WHAT THE EXERCISE ASKS :: Look for the word "exec" in the data below, and copy every line that holds it.

::: EXERCISE DATA :::

PR #1043, opened 2021-03-15
Construct commandline during exec

franciscozdo:
During exec we construct commandline which next can be got from process (e.g. by procstat).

:::

COMPLETED EXERCISE ::
Construct commandline during exec
During exec we construct commandline which next can be got from process (e.g. by procstat).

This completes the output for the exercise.